Issue #171, opened 2025-09-16
[Feature][api][java] Support interactive interface of Agent and AgentExecutionEnvironment.


wenjin272:
### Search before asking

- [x] I searched in the [issues](https://github.com/apache/flink-agents/issues) and found nothing similar.

### Description

1. Support register resources in environment and use in agent.
2. Support add resource and add action of agent.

----

**EXERCISE OBJECTIVE:** All of the material must be given again exactly.

**RESULT:**
Issue #171, opened 2025-09-16
[Feature][api][java] Support interactive interface of Agent and AgentExecutionEnvironment.


wenjin272:
### Search before asking

- [x] I searched in the [issues](https://github.com/apache/flink-agents/issues) and found nothing similar.

### Description

1. Support register resources in environment and use in agent.
2. Support add resource and add action of agent.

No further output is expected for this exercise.